[Records supplied]
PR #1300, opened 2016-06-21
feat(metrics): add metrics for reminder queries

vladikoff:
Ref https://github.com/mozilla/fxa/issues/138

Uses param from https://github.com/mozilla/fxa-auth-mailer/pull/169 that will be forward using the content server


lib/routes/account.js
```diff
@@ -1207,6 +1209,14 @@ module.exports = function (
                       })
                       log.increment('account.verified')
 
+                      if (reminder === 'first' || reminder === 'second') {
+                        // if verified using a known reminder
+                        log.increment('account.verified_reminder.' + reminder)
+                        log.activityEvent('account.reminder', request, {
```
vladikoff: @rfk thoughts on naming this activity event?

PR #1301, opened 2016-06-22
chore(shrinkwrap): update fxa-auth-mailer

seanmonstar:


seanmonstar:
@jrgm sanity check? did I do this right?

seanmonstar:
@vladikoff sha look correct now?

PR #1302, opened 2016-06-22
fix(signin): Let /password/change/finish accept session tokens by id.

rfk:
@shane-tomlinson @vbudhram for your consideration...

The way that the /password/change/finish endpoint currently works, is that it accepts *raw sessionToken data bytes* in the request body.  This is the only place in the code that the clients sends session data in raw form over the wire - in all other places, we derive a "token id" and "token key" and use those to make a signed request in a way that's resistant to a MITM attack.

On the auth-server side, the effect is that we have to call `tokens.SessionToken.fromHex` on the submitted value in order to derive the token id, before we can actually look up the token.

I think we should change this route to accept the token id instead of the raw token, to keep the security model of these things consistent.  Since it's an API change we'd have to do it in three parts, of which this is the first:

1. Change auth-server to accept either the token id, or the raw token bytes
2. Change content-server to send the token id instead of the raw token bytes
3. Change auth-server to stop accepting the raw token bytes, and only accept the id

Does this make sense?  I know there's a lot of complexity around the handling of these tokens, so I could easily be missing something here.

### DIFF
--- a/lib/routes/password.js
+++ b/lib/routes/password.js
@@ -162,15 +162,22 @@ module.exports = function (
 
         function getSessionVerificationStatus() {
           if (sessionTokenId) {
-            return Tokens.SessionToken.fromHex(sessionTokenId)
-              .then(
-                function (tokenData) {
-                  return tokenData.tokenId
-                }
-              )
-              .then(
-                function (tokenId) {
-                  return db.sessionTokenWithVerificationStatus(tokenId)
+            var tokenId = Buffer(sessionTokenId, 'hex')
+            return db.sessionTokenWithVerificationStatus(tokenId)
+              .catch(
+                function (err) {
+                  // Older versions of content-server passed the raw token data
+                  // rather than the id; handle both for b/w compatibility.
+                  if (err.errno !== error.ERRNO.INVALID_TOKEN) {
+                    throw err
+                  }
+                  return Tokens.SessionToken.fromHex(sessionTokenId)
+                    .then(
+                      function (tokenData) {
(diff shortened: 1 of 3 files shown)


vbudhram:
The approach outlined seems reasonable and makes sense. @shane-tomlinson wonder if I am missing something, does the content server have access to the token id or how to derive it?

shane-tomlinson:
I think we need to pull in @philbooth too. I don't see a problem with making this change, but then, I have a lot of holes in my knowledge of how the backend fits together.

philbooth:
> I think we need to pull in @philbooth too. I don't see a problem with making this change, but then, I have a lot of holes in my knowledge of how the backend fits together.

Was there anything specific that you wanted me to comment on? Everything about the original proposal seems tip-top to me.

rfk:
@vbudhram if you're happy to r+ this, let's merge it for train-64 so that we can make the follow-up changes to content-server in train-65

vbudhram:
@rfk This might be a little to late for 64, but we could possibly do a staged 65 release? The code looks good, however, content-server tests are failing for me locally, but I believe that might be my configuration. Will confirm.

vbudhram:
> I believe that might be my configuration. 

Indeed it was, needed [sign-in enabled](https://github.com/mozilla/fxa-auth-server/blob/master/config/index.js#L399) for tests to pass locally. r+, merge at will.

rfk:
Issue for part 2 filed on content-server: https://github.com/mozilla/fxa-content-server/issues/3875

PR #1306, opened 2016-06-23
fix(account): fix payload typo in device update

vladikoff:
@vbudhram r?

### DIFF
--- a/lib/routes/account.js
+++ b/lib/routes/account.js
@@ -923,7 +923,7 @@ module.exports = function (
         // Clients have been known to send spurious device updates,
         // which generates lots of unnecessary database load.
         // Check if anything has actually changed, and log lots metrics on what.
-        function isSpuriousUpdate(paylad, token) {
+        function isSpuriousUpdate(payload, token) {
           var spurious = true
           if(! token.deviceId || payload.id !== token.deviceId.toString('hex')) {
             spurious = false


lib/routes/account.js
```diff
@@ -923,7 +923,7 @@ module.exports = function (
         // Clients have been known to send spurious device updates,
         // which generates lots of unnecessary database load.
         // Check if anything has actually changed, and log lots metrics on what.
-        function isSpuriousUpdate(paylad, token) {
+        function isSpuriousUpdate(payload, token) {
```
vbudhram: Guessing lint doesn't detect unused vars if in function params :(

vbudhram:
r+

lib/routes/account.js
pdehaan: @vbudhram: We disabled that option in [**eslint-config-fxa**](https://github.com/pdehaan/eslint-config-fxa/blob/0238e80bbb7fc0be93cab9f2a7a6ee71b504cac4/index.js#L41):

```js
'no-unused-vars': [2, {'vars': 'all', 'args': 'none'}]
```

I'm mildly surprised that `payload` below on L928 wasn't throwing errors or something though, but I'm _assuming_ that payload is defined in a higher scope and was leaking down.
[/Records supplied]
Task description:
Only an exact transcription of all the records above counts as an answer.

Result for this task:
PR #1300, opened 2016-06-21
feat(metrics): add metrics for reminder queries

vladikoff:
Ref https://github.com/mozilla/fxa/issues/138

Uses param from https://github.com/mozilla/fxa-auth-mailer/pull/169 that will be forward using the content server


lib/routes/account.js
```diff
@@ -1207,6 +1209,14 @@ module.exports = function (
                       })
                       log.increment('account.verified')
 
+                      if (reminder === 'first' || reminder === 'second') {
+                        // if verified using a known reminder
+                        log.increment('account.verified_reminder.' + reminder)
+                        log.activityEvent('account.reminder', request, {
```
vladikoff: @rfk thoughts on naming this activity event?

PR #1301, opened 2016-06-22
chore(shrinkwrap): update fxa-auth-mailer

seanmonstar:


seanmonstar:
@jrgm sanity check? did I do this right?

seanmonstar:
@vladikoff sha look correct now?

PR #1302, opened 2016-06-22
fix(signin): Let /password/change/finish accept session tokens by id.

rfk:
@shane-tomlinson @vbudhram for your consideration...

The way that the /password/change/finish endpoint currently works, is that it accepts *raw sessionToken data bytes* in the request body.  This is the only place in the code that the clients sends session data in raw form over the wire - in all other places, we derive a "token id" and "token key" and use those to make a signed request in a way that's resistant to a MITM attack.

On the auth-server side, the effect is that we have to call `tokens.SessionToken.fromHex` on the submitted value in order to derive the token id, before we can actually look up the token.

I think we should change this route to accept the token id instead of the raw token, to keep the security model of these things consistent.  Since it's an API change we'd have to do it in three parts, of which this is the first:

1. Change auth-server to accept either the token id, or the raw token bytes
2. Change content-server to send the token id instead of the raw token bytes
3. Change auth-server to stop accepting the raw token bytes, and only accept the id

Does this make sense?  I know there's a lot of complexity around the handling of these tokens, so I could easily be missing something here.

### DIFF
--- a/lib/routes/password.js
+++ b/lib/routes/password.js
@@ -162,15 +162,22 @@ module.exports = function (
 
         function getSessionVerificationStatus() {
           if (sessionTokenId) {
-            return Tokens.SessionToken.fromHex(sessionTokenId)
-              .then(
-                function (tokenData) {
-                  return tokenData.tokenId
-                }
-              )
-              .then(
-                function (tokenId) {
-                  return db.sessionTokenWithVerificationStatus(tokenId)
+            var tokenId = Buffer(sessionTokenId, 'hex')
+            return db.sessionTokenWithVerificationStatus(tokenId)
+              .catch(
+                function (err) {
+                  // Older versions of content-server passed the raw token data
+                  // rather than the id; handle both for b/w compatibility.
+                  if (err.errno !== error.ERRNO.INVALID_TOKEN) {
+                    throw err
+                  }
+                  return Tokens.SessionToken.fromHex(sessionTokenId)
+                    .then(
+                      function (tokenData) {
(diff shortened: 1 of 3 files shown)


vbudhram:
The approach outlined seems reasonable and makes sense. @shane-tomlinson wonder if I am missing something, does the content server have access to the token id or how to derive it?

shane-tomlinson:
I think we need to pull in @philbooth too. I don't see a problem with making this change, but then, I have a lot of holes in my knowledge of how the backend fits together.

philbooth:
> I think we need to pull in @philbooth too. I don't see a problem with making this change, but then, I have a lot of holes in my knowledge of how the backend fits together.

Was there anything specific that you wanted me to comment on? Everything about the original proposal seems tip-top to me.

rfk:
@vbudhram if you're happy to r+ this, let's merge it for train-64 so that we can make the follow-up changes to content-server in train-65

vbudhram:
@rfk This might be a little to late for 64, but we could possibly do a staged 65 release? The code looks good, however, content-server tests are failing for me locally, but I believe that might be my configuration. Will confirm.

vbudhram:
> I believe that might be my configuration. 

Indeed it was, needed [sign-in enabled](https://github.com/mozilla/fxa-auth-server/blob/master/config/index.js#L399) for tests to pass locally. r+, merge at will.

rfk:
Issue for part 2 filed on content-server: https://github.com/mozilla/fxa-content-server/issues/3875

PR #1306, opened 2016-06-23
fix(account): fix payload typo in device update

vladikoff:
@vbudhram r?

### DIFF
--- a/lib/routes/account.js
+++ b/lib/routes/account.js
@@ -923,7 +923,7 @@ module.exports = function (
         // Clients have been known to send spurious device updates,
         // which generates lots of unnecessary database load.
         // Check if anything has actually changed, and log lots metrics on what.
-        function isSpuriousUpdate(paylad, token) {
+        function isSpuriousUpdate(payload, token) {
           var spurious = true
           if(! token.deviceId || payload.id !== token.deviceId.toString('hex')) {
             spurious = false


lib/routes/account.js
```diff
@@ -923,7 +923,7 @@ module.exports = function (
         // Clients have been known to send spurious device updates,
         // which generates lots of unnecessary database load.
         // Check if anything has actually changed, and log lots metrics on what.
-        function isSpuriousUpdate(paylad, token) {
+        function isSpuriousUpdate(payload, token) {
```
vbudhram: Guessing lint doesn't detect unused vars if in function params :(

vbudhram:
r+

lib/routes/account.js
pdehaan: @vbudhram: We disabled that option in [**eslint-config-fxa**](https://github.com/pdehaan/eslint-config-fxa/blob/0238e80bbb7fc0be93cab9f2a7a6ee71b504cac4/index.js#L41):

```js
'no-unused-vars': [2, {'vars': 'all', 'args': 'none'}]
```

I'm mildly surprised that `payload` below on L928 wasn't throwing errors or something though, but I'm _assuming_ that payload is defined in a higher scope and was leaking down.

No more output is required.